→ Stored data entries
PR #3446, opened 2024-10-07
Guard all accesses to publisher->streams with publisher->streams_mutex

atoppi:
This PR addresses some race conditions we found on the videoroom plugin when accessing the `publisher->streams` list.


lminiero:
Merging :+1:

→ Description of the task
Transcribe all the entries, keeping each one exactly as it is.

→ Exercise solution
PR #3446, opened 2024-10-07
Guard all accesses to publisher->streams with publisher->streams_mutex

atoppi:
This PR addresses some race conditions we found on the videoroom plugin when accessing the `publisher->streams` list.


lminiero:
Merging :+1:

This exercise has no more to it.